___ Listed records ___

Issue #64, opened 2024-11-27
Self-supervised training


ATriantafyllopoulos:
Following up on #61, I plan to extend `autrainer` with a few standard "recipes" for self-supervised training. I will do this by introducing new datasets/tasks, optionally also models. I will begin with simple auto-encoders for a start, and then slowly expand to denoisng AEs, masking, and others..

ramppdev:
Sounds like a very good idea, this might be the time that we modularize the `training.py` "script" to easier handle more complex training setups.

PR #65, opened 2024-11-27
Added simple dataset overview to bookkeeping

millinma:
This PR would add some simple dataset overview of info that seem IMO relevant info for any given task. For classification and ML classification it determines the number of classes, as well as size of max/min class + data imbalance. For regression it calculates mean, std min and max for the given label. Total number of samples is always calculated. In this version it also shouldn't break with new task types like SSL #64 or multi-label regression, but could/should potentially be extended for these.

For the moment, I did not know how to best deal with the validation set. Sometimes there is no dataset available, sometimes it is just the test dataset, so the default is to just save it for train and test. 

Also, these were just the info points that come "for free", what might be interesting information to extend to would be e.g., total audio length for audio files or image sizes for image data etc., but for that we might need to load each data point once already in the bookkeeping.

### DIFF
--- a/autrainer/core/utils/bookkeeping.py
+++ b/autrainer/core/utils/bookkeeping.py
@@ -101,6 +101,76 @@ class Bookkeeping:
             exist_ok=True,
         )
 
+    def save_dataset_summary(
+        self,
+        data: "AbstractDataset",
+        filename: str,
+        val_exists: bool = False,
+    ) -> None:
+        """Save some overview of the dataset to a file.
+
+        Args:
+            data: dataset object
+            filename: Name of the file to save the overview to.
+        """
+        if val_exists:
+            split_datasets = [data.train_dataset, data.val_dataset, data.test_dataset]
+            index = ["Train", "Development", "Test", "Total"]
+        else:
+            split_datasets = [data.train_dataset, data.test_dataset]
+            index = ["Train", "Test", "Total"]
+        n_samples = []
+        if isinstance(data, BaseClassificationDataset) or isinstance(data, BaseMLClassificationDataset):
+            n_classes = []
+            n_majority_class = []
+            n_minority_class = []
+            class_imbalance = []
+        elif isinstance(data, BaseRegressionDataset):
+            mean_label = []
+            std_label = []
+            max_value = []
+            min_value = []
+        
+        data_dfs = [dataset.df for dataset in split_datasets]
+        aggregated_data_df = pd.concat(data_dfs, axis=0, ignore_index=True)
+        data_dfs.append(aggregated_data_df)
+        target_column = split_datasets[0].target_column
+        for data_df in data_dfs:
+            n_samples.append(data_df.shape[0])
+            if isinstance(data, BaseClassificationDataset):
+                label_counts = data_df[target_column].value_counts()
+                n_classes.append(label_counts.count())
+                n_majority_class.append(label_counts.max())
+                n_minority_class.append(label_counts.min())
+                class_imbalance.append(label_counts.max() / label_counts.min())
+            elif isinstance(data, BaseMLClassificationDataset):
+                label_counts = data_df[target_column].sum(axis=0)
+                n_classes.append(len(target_column))
+                n_majority_class.append(label_counts.max())
+                n_minority_class.append(label_counts.min())
+                class_imbalance.append(label_counts.max() / label_counts.min())
+            elif isinstance(data, BaseRegressionDataset):
+                label_values = data_df[target_column].values
+                mean_label.append(label_values.mean())
+                std_label.append(label_values.std())
+                max_value.append(label_values.max())
+                min_value.append(label_values.min())
+        if isinstance(data, BaseClassificationDataset) or isinstance(data, BaseMLClassificationDataset):
+            data_overview_df = pd.DataFrame(
+                {"n_samples": n_samples, "n_classes": n_classes, "n_majority_class": n_majority_class, 
+                "n_minority_class": n_minority_class, "imbalance_ratio": class_imbalance},
+                index=index) 
+        elif isinstance(data, BaseRegressionDataset):
+            data_overview_df = pd.DataFrame(
+                {"n_samples": n_samples, "mean_label": mean_label, "std_label": std_label, 
+                "max_value": max_value, "min_value": min_value},
+                index=index)
+        else:
+            data_overview_df = pd.DataFrame(
+                {"n_samples": n_samples},
+                index=index)
+        data_overview_df.to_csv(os.path.join(self.output_directory, filename))
+
     def save_model_summary(
         self,
         model: torch.nn.Module,
--- a/autrainer/training/training.py
+++ b/autrainer/training/training.py
@@ -154,6 +154,9 @@ class ModularTaskTrainer:
                 state_dict,
                 skip_last_layer,
             )
+        self.bookkeeping.save_dataset_summary(
+            self.data, "dataset_summary.csv"
+        )
         self.bookkeeping.save_model_summary(
             self.model, self.train_dataset, "model_summary.txt"
         )


autrainer/core/utils/bookkeeping.py
```diff
@@ -101,6 +101,76 @@ def create_folder(self, folder_name: str, path: str = "") -> None:
             exist_ok=True,
         )
 
+    def save_dataset_summary(
+        self,
+        data: "AbstractDataset",
+        filename: str,
+        val_exists: bool = False,
```
ramppdev, line 108: How do we get this? I think `val_exists=True` is unreachable from the current setup in the `training.py`.

autrainer/core/utils/bookkeeping.py
```diff
@@ -101,6 +101,76 @@ def create_folder(self, folder_name: str, path: str = "") -> None:
...
+        else:
+            split_datasets = [data.train_dataset, data.test_dataset]
+            index = ["Train", "Test", "Total"]
+        n_samples = []
+        if isinstance(data, BaseClassificationDataset) or isinstance(data, BaseMLClassificationDataset):
+            n_classes = []
+            n_majority_class = []
+            n_minority_class = []
+            class_imbalance = []
+        elif isinstance(data, BaseRegressionDataset):
```
ramppdev, line 128: We also support multi-target regression now (`BaseMTRegressionDataset`).

autrainer/core/utils/bookkeeping.py
```diff
@@ -101,6 +101,76 @@ def create_folder(self, folder_name: str, path: str = "") -> None:
...
+            mean_label = []
+            std_label = []
+            max_value = []
+            min_value = []
+        
+        data_dfs = [dataset.df for dataset in split_datasets]
+        aggregated_data_df = pd.concat(data_dfs, axis=0, ignore_index=True)
+        data_dfs.append(aggregated_data_df)
+        target_column = split_datasets[0].target_column
+        for data_df in data_dfs:
```
ramppdev, line 138: The following cases may be simplified if we add an abstract `summary` method (or similar) to the `AbstactDataset` that is implemented by all base datasets. This way we can keep the functionality of the `Bookkeeping` class to just exporting / saving to disk here, and if needed, custom datasets could override the summary. What are your thoughts?

ramppdev (commented):
Good idea, this is very strong for reporting purposes.

autrainer/core/utils/bookkeeping.py
millinma: Yes, I know. I have it here as an option, but we would need some rule on how to determine whether to do it for validation or not. I think the 2 possibilities where we do not want it is if 1) no validation exists (obviously) and 2) if validation is equal to test. The latter I am not sure how to determine easily, do you have an idea @ramppdev?

autrainer/core/utils/bookkeeping.py
millinma: Ah i missed that this is already supported, anyways, there maybe it would make sense to do the same as for single target regression but for all targets separately?

autrainer/core/utils/bookkeeping.py
millinma: Yea, that might be a good idea. But shall we add it to the `AbstactDataset` or rather individually to all the task-specific abstract datasets like `BaseClassificationDataset`?

autrainer/core/utils/bookkeeping.py
ramppdev: At the moment, a validation dataset always exists, but could be equal to the test dataset. So the easiest way is to just always output it.
If we choose to move the logic to the datasets we could individually handle it there.

autrainer/core/utils/bookkeeping.py
ramppdev: Yep this should be good.

autrainer/core/utils/bookkeeping.py
ramppdev: We should add an abstract method to the abstract dataset and implement the defaults you have here in the base dataset classes. If specific features are needed then, a dataset could just override the method again.

autrainer/core/utils/bookkeeping.py
```diff
@@ -101,6 +106,96 @@ def create_folder(self, folder_name: str, path: str = "") -> None:
             exist_ok=True,
         )
 
+    def save_dataset_summary(
```
ATriantafyllopoulos, line 109: I tend to think that this should not be a "mandatory" part of the `bookkeeping` that's executed during `autrainer train`, but rather a separate script that can be optionally called by the user with a new command (e.g. `autrainer datasummary`). 

There's a few arguments in favor of this:

a) The feature should be easy to change by the user locally, in case they want to extend/override some of the functionality. This makes me think it should be implemented like a standalone class (more on that below), because in the place where it is now, the user cannot touch it

b) While not critical, it does add some extra overhead to 

c) Conceptually (I think this has been raised in an issue by @ramppdev that this is unique per `dataset` configuration in the `config.yaml` but *not* per `dataset/model` pair, i.e. per "training run". So there is also conceptually not needed to run it every time.

---

To immediately take the other position, I also see the benefit of packaging this along with every training run so when we want to publish (or store) a particular run, we immediately get the data for free.

I am open for this approach as well, but I think in any case we should achieve the goal of modularity for the end-user

autrainer/core/utils/bookkeeping.py
```diff
@@ -101,6 +106,96 @@ def create_folder(self, folder_name: str, path: str = "") -> None:
...
+        self,
+        data: "AbstractDataset",
+        filename: str,
+        val_exists: bool = False,
+    ) -> None:
+        """Save some overview of the dataset to a file.
```
ATriantafyllopoulos, line 115: "some" is not really a good description xD

autrainer/core/utils/bookkeeping.py
ATriantafyllopoulos: With the new format #54, it should be more or less always there for each dataset (even if it is identical)

autrainer/core/utils/bookkeeping.py
ATriantafyllopoulos: I am also in favor of this approach, and this covers the "modularity" concern I also express in my review

autrainer/core/utils/bookkeeping.py
```diff
@@ -101,6 +106,96 @@ def create_folder(self, folder_name: str, path: str = "") -> None:
...
+                {
+                    "n_samples": n_samples,
+                    "n_classes": n_classes,
+                    "n_majority_class": n_majority_class,
+                    "n_minority_class": n_minority_class,
+                    "imbalance_ratio": class_imbalance,
+                },
+                index=index,
+            )
+        elif isinstance(data, BaseRegressionDataset):
```
ATriantafyllopoulos, line 182: Why not default to `df[...].describe()`? This already covers most of the stuff we need

autrainer/core/utils/bookkeeping.py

___

# [What the task asks]
Search the data above for the string "always". Report every line where it is found.

# [Exercise solution]
This PR would add some simple dataset overview of info that seem IMO relevant info for any given task. For classification and ML classification it determines the number of classes, as well as size of max/min class + data imbalance. For regression it calculates mean, std min and max for the given label. Total number of samples is always calculated. In this version it also shouldn't break with new task types like SSL #64 or multi-label regression, but could/should potentially be extended for these.
ramppdev: At the moment, a validation dataset always exists, but could be equal to the test dataset. So the easiest way is to just always output it.
ATriantafyllopoulos: With the new format #54, it should be more or less always there for each dataset (even if it is identical)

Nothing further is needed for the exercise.